# Sata Anschluss Kaputt - Reparatur möglich ?



## squall (3. November 2007)

*Sata Anschluss Kaputt - Reparatur möglich ?*

Ich habe mir, beim Öffnen des Gehäuses, das Sata Kabel verdreht und dann, beim abnehmen der Gehäusetür, sämtliche Festplattenkontakte, meiner "250 Gig Diamond Maxtor 21 - Sata 1-platte" verbogen und davon einen kleinen Kontaktstift abgebrochen ! 

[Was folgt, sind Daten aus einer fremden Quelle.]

Issue #830, opened 2026-04-27
bug: `extraction_timeout_secs` silently ignored in single-file extraction paths


kh3rld:
### Description

ExtractionConfig.extraction_timeout_secs` is only enforced in the batch extraction path (`batch_extract_file` / `batch_extract_bytes`). Single-file extraction via `extract_file` / `extract_bytes` (used by Python bindings, Node bindings, and the MCP `extract_file` / `extract_bytes` tools) silently ignores the timeout. Extraction can hang indefinitely.

### Steps to reproduce

```python
import asyncio, kreuzberg, time

async def main():
    cfg = kreuzberg.ExtractionConfig(extraction_timeout_secs=2)
    start = time.time()
    # This should raise after 2 seconds; in practice it never does
    result = await kreuzberg.extract_bytes(large_slow_pdf_bytes, "application/pdf", cfg)
    print(f"Completed in {time.time()-start:.1f}s — no timeout raised")

asyncio.run(main())
```

**Expected:** `kreuzberg.ExtractionTimeoutError` after ~2 seconds  
**Actual:** Extraction runs to completion regardless of `extraction_timeout_secs`

**Fix direction:** Apply `tokio::time::timeout` (using `config.extraction_timeout_secs`) inside `extract_bytes` and `extract_file`, or route all single-file calls through `run_timed_extraction`.

**Impact:** Users who set `extraction_timeout_secs` to protect against slow/hostile documents will find the timeout non-functional on the most common single-file API paths. PDF hang (#789) recurs for MCP callers.

**Regression?** Unknown,..  timeout may never have worked for single-file paths.

### Relevant files and configuration

```text
- `crates/kreuzberg/src/core/extractor/batch.rs` 
- `crates/kreuzberg/src/core/extractor/bytes.rs`
- `crates/kreuzberg/src/core/extractor/file.rs` 
- `crates/kreuzberg/src/service/extraction.rs`
```

Goldziher:
Fixed by #839 (merged to main, commit 8d8ca6d3a). Timeout now applies to single-file `extract_file`/`extract_bytes` paths under the `tokio-runtime` feature. Will ship in v4.10.0; currently rolling out via v4.10.0-rc.* prereleases.

PR #929, opened 2026-05-09
fix(core): return Validation error for extraction timeout without tokio-runtime

### LINKED ISSUE #911: bug: extraction_timeout_secs silently discarded on WASM and non-tokio builds
### Description

On WASM and non-tokio builds, `extraction_timeout_secs` is silently discarded with `let _ = config.extraction_timeout_secs`. No warning is emitted. Callers who configure a timeout believe they are protected against runaway extractions,.. they are not. A malicious document can hang indefinitely.

### Steps to reproduce

```rust
// WASM build with timeout configured
let config = ExtractionConfig {
    extraction_timeout_secs: Some(5),
    ..Default::default()
};
// Extract a document designed to hang
// → no timeout fires, no log message, hangs indefinitely
```

- Fix: emit `tracing::warn!` when `extraction_timeout_secs.is_some()` on non-tokio paths.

Die Mechanik der Festplatte läuft noch und gibt es dadurch noch eine Möglichkeit, einen Anschluss zu löten oder neu legen zulassen ? Oder muss ich den Verlusst hinnehmen ?


----------



## SkastYX (3. November 2007)

*AW: Sata Anschluss Kaputt - Reparatur möglich ?*

Ob du das Löten kannst wage ich zu bezweifeln, wenn du nicht das nötige Werkzeug und Erfahrung hast.
Kannst höchstens versuchen beim Hersteller eine neue Elektronik zu bekommen.
Allerdings ist es häufig günstiger eine neue Platte zu kaufen.


----------



## xrayde (3. November 2007)

*AW: Sata Anschluss Kaputt - Reparatur möglich ?*

Du könntest versuchen Dir bei Ebay ein kaputtes/gebrauchtes LW zu besorgen das vom S-ATA-Anschluß her identisch ist.

Dann lötest/schraubst Du das hinten ab und tauscht beides gegeneinander aus.

Dafür bedarf es aber an etwas Geschick.


----------



## squall (3. November 2007)

*AW: Sata Anschluss Kaputt - Reparatur möglich ?*

Danke, werde mich melden wenn es geklappt hat !

Ps mitlerweile ne andere Lösung gefunden, verbinde dabei die Sataanschlüsse eines Satakabel mit draht und löte diese am Kabel danach an die abgebrochenen / verbogenen kontakte der Festplatte !


----------